**Your instructions**
Scan the records below and say how many lines include the word "break", giving no other text.
====== Record extracts ======
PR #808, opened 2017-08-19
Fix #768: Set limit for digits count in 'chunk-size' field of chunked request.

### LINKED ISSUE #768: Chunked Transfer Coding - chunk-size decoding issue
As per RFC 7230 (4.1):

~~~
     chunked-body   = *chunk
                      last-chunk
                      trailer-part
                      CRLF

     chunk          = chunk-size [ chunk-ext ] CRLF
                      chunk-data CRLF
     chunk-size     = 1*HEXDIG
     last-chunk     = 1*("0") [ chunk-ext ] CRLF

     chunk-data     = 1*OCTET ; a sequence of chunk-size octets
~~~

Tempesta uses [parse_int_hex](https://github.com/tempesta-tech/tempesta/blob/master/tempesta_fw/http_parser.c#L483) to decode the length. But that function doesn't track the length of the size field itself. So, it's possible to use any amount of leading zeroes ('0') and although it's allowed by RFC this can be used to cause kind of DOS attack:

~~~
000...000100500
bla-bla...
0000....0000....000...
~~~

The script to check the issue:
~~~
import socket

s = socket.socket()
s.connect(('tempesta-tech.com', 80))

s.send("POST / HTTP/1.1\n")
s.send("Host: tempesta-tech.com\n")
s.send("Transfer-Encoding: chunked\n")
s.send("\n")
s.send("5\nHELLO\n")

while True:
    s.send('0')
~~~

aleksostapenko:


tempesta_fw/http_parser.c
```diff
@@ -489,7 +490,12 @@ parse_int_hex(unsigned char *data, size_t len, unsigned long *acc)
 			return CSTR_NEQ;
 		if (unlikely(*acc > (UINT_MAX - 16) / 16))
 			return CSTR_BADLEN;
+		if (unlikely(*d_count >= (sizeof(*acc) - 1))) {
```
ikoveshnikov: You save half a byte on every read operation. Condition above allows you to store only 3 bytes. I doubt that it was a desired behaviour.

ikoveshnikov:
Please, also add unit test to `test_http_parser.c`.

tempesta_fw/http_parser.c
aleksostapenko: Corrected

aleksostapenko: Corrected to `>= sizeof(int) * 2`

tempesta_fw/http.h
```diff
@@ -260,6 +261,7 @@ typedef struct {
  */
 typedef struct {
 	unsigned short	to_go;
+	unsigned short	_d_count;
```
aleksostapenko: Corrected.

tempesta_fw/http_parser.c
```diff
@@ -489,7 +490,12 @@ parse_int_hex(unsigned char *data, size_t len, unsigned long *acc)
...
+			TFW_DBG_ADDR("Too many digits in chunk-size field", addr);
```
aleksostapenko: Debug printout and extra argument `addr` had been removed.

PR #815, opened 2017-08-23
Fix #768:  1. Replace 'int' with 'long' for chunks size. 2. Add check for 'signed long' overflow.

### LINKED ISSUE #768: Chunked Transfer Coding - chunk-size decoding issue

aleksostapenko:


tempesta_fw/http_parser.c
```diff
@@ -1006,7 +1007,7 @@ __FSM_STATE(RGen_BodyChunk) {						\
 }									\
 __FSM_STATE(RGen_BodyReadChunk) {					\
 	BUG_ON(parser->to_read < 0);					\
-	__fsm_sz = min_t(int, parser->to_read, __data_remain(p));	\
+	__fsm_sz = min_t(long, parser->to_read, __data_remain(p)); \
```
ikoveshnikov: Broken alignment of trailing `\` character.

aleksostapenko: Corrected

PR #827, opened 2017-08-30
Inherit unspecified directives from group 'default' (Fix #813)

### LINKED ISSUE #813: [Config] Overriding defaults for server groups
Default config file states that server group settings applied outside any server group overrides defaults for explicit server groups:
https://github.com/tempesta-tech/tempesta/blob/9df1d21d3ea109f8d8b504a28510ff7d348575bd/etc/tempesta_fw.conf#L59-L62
======
====== Record extracts ======
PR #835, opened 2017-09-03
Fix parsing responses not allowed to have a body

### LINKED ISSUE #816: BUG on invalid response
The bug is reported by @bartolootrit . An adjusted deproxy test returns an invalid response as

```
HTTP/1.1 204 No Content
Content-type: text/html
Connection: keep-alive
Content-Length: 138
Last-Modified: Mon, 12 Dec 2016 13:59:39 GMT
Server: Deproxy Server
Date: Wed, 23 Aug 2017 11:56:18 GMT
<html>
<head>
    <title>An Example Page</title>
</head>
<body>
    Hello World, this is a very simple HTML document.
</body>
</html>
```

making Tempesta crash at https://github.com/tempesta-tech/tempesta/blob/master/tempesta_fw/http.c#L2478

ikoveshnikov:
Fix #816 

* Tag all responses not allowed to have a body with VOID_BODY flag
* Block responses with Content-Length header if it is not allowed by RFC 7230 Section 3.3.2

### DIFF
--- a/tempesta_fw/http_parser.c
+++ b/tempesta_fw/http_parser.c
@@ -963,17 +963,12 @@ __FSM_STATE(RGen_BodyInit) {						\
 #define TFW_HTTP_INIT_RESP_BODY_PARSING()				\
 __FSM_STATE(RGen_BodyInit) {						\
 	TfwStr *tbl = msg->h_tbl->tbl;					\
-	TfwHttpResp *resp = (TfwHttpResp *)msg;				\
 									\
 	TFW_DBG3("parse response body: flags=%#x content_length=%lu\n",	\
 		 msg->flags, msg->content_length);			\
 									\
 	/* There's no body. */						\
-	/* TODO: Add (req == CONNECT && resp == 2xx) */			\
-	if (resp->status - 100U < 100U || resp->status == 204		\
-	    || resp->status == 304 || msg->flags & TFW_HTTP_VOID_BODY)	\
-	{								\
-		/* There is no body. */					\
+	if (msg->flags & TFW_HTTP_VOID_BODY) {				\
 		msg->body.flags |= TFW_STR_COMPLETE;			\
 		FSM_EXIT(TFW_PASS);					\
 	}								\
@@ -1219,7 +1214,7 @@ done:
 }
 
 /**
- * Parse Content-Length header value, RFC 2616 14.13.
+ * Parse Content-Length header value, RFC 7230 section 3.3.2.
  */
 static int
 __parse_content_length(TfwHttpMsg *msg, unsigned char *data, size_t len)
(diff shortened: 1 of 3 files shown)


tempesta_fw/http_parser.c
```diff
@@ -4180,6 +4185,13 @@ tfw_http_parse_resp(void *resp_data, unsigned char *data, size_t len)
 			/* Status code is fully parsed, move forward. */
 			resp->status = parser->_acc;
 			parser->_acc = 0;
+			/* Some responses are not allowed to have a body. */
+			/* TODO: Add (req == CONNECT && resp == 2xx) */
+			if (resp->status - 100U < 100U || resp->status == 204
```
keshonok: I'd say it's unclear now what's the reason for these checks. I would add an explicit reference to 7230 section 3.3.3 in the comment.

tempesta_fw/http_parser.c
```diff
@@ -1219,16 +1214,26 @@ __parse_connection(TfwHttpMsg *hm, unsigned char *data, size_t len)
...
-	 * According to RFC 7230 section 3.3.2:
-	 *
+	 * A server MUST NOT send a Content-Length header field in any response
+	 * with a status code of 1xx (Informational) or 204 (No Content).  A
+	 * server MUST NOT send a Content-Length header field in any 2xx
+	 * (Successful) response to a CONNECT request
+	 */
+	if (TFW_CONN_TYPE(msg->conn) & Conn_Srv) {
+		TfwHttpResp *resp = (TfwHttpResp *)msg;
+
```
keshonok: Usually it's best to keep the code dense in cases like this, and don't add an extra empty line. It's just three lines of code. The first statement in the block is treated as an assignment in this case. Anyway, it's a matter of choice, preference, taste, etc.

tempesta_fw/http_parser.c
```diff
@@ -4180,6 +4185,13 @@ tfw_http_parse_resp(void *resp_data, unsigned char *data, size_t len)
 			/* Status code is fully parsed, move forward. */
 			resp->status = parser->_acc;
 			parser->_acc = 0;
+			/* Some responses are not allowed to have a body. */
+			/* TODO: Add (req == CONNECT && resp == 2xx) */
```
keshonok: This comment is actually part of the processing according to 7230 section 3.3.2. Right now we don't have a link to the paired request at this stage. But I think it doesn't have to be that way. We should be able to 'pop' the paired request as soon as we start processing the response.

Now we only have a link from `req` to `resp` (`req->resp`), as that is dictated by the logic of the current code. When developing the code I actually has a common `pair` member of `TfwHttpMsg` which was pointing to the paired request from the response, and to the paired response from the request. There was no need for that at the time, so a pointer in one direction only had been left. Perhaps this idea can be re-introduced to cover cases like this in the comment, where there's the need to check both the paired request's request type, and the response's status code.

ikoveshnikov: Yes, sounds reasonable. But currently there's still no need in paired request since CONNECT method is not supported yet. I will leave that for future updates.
======
====== Record extracts ======
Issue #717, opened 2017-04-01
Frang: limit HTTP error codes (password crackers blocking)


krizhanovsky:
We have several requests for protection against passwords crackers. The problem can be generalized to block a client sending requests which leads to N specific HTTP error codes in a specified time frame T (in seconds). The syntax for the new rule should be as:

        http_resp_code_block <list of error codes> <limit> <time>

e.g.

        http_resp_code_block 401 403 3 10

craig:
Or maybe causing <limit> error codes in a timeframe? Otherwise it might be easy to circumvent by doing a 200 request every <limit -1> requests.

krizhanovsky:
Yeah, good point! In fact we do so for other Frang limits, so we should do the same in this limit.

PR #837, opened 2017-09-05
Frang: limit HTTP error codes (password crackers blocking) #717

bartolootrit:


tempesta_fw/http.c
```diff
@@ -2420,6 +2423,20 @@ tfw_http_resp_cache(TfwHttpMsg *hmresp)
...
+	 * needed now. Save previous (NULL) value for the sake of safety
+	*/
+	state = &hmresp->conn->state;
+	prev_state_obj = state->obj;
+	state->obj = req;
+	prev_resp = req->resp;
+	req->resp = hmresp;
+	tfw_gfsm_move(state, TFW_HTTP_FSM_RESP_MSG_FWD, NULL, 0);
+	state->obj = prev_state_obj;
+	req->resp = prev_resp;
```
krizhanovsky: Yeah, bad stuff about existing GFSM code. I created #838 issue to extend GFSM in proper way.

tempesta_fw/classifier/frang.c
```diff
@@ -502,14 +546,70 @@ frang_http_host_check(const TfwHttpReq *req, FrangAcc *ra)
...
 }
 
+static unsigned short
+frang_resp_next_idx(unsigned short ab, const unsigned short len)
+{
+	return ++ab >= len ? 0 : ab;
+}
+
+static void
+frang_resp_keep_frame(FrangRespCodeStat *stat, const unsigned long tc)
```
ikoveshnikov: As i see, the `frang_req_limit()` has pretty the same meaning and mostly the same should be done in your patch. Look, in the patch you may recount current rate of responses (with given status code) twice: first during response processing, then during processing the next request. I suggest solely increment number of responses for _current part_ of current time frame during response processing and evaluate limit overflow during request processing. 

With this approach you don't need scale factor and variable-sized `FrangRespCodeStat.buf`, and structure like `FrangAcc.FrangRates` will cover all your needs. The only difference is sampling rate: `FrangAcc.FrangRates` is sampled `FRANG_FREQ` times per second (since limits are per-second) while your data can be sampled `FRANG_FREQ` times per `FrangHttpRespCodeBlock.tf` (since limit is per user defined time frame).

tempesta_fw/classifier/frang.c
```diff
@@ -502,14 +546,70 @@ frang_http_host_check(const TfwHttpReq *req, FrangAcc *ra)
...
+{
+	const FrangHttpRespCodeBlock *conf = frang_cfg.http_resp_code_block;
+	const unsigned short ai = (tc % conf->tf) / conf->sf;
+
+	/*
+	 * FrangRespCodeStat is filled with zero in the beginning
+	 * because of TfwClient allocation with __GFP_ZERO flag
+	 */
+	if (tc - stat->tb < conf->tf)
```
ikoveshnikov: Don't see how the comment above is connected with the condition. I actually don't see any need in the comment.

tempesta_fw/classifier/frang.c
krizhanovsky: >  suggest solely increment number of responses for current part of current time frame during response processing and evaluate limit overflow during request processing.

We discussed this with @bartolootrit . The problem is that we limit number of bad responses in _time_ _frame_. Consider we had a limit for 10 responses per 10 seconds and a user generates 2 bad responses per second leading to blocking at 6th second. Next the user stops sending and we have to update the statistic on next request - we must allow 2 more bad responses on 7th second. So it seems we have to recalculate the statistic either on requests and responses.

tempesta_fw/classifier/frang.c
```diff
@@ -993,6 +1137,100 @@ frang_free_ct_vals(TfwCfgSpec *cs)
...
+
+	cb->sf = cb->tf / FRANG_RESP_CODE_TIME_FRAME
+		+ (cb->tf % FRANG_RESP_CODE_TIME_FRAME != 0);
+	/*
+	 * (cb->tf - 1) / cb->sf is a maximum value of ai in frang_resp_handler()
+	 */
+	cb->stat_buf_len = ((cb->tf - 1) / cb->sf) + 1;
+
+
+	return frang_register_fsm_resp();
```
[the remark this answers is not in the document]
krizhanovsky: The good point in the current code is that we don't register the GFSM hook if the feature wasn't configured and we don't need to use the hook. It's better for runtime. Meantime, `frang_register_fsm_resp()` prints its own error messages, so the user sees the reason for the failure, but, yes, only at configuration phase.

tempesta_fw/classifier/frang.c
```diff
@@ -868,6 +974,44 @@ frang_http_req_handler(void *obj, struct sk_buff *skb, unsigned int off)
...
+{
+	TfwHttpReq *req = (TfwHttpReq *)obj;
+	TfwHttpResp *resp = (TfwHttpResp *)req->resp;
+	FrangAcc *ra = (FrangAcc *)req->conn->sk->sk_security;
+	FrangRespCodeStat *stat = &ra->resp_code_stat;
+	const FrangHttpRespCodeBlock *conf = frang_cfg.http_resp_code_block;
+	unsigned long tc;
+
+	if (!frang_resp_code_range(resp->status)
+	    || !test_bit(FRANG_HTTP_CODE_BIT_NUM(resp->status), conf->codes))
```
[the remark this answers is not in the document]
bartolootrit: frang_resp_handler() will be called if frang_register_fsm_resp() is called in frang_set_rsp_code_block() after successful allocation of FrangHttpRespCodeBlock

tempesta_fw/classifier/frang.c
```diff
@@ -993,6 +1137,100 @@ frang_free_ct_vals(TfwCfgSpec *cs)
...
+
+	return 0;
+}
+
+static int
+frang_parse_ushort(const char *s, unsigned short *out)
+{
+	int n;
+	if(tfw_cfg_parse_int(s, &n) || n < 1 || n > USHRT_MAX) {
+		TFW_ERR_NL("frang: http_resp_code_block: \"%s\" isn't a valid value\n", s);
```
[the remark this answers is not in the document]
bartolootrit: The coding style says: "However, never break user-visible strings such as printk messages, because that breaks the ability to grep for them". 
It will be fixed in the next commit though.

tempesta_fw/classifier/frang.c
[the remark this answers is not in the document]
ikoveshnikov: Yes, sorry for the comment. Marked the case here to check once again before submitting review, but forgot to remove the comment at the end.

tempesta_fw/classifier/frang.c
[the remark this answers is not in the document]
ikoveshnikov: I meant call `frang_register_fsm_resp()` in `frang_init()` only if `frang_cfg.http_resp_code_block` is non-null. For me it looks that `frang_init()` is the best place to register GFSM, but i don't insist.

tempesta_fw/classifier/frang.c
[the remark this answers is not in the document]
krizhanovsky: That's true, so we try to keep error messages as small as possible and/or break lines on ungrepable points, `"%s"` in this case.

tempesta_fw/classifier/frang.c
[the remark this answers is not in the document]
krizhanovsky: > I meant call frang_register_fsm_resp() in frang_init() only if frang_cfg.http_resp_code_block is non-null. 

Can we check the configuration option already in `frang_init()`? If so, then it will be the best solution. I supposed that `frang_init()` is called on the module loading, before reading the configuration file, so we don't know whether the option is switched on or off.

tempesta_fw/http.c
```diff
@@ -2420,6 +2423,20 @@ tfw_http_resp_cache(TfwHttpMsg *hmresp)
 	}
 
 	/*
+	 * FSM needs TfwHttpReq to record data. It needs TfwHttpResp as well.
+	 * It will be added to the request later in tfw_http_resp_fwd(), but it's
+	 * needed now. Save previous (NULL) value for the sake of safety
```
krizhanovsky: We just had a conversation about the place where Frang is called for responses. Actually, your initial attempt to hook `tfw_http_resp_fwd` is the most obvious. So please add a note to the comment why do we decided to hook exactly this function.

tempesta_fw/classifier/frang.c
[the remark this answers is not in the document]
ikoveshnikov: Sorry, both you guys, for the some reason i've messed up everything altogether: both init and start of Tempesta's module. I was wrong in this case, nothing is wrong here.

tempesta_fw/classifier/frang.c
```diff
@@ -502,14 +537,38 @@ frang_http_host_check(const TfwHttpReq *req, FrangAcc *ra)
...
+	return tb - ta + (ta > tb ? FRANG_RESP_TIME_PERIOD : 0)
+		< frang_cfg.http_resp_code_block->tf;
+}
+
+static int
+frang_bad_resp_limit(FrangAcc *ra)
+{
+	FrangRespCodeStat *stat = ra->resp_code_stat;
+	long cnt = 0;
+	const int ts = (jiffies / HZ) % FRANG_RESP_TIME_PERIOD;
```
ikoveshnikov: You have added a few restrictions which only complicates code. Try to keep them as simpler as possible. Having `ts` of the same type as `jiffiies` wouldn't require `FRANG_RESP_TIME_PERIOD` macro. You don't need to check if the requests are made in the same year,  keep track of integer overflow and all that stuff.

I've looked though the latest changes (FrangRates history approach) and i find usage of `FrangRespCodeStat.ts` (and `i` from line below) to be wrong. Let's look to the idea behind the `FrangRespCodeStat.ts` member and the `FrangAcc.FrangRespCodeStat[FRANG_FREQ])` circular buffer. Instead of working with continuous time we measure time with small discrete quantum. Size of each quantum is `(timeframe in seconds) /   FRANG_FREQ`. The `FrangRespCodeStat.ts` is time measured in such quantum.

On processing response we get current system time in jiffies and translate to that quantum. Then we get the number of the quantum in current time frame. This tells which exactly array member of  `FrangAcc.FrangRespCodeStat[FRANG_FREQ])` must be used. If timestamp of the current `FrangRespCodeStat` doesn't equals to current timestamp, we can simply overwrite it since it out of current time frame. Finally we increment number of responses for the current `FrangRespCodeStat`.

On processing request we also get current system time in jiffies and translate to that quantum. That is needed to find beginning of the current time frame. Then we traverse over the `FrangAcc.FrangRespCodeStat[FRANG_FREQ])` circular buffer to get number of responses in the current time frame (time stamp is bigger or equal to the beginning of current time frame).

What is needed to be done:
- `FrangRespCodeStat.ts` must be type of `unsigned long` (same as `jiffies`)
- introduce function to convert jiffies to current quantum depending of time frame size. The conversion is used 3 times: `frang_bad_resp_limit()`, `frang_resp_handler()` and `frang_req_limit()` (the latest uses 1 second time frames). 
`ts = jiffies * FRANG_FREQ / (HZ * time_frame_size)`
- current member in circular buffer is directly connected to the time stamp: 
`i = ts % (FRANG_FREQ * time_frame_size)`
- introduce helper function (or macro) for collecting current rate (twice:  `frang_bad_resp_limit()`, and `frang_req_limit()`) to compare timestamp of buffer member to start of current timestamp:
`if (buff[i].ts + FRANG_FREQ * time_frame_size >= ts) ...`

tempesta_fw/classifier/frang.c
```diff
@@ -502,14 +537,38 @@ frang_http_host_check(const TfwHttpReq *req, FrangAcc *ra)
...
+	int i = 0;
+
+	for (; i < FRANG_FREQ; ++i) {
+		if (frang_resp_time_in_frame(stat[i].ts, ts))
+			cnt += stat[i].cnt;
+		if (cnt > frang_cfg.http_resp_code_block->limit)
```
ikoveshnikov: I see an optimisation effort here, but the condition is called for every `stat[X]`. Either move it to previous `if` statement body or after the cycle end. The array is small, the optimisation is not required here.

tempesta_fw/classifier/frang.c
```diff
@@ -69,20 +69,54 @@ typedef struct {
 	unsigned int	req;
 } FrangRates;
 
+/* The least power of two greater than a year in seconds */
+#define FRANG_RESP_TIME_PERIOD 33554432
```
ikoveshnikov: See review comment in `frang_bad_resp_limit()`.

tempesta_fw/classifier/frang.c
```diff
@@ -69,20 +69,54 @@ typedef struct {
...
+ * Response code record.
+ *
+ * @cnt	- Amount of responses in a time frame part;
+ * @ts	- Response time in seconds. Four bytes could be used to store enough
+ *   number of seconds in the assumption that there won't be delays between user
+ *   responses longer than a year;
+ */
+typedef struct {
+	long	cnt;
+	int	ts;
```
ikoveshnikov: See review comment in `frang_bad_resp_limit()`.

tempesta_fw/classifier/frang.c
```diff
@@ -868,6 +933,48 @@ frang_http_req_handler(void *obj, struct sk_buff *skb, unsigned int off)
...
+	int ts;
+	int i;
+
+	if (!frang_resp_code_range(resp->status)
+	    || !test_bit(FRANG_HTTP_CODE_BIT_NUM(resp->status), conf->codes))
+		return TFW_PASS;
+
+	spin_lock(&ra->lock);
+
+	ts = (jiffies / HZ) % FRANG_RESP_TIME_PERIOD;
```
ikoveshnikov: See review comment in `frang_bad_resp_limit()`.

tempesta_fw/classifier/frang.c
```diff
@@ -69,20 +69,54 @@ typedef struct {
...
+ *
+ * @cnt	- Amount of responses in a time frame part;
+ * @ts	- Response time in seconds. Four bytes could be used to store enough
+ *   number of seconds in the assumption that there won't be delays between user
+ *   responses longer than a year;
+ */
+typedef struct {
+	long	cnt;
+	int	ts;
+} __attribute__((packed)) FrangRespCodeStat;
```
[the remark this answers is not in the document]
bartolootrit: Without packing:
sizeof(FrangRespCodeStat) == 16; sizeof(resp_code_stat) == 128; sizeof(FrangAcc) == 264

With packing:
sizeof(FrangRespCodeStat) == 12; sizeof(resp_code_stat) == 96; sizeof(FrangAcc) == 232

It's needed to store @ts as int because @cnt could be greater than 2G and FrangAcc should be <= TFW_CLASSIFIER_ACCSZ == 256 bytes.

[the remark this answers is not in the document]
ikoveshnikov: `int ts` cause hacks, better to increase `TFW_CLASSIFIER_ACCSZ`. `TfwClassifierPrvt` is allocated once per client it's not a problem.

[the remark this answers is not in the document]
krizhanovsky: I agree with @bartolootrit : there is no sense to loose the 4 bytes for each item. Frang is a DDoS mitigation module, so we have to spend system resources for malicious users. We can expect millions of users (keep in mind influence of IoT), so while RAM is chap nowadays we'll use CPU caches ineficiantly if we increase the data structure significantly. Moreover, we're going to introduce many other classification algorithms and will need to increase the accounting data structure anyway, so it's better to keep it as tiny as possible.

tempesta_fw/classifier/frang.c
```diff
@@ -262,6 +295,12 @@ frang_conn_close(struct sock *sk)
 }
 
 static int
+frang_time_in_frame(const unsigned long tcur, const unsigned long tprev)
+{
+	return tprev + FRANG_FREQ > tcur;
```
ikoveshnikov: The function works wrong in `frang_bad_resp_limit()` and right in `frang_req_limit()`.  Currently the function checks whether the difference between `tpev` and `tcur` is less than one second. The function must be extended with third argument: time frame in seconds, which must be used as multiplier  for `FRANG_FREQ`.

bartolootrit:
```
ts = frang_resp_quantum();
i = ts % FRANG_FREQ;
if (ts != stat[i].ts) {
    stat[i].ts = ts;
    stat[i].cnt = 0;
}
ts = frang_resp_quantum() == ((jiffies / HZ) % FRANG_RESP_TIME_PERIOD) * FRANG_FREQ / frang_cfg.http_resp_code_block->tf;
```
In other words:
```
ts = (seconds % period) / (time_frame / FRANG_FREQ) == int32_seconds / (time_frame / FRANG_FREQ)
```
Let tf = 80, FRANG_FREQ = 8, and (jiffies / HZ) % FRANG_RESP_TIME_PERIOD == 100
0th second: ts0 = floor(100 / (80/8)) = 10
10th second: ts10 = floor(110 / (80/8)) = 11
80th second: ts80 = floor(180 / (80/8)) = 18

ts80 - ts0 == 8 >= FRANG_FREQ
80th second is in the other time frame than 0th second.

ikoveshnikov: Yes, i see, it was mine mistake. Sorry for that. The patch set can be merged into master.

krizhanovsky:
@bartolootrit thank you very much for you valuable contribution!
======
**Task answer**
2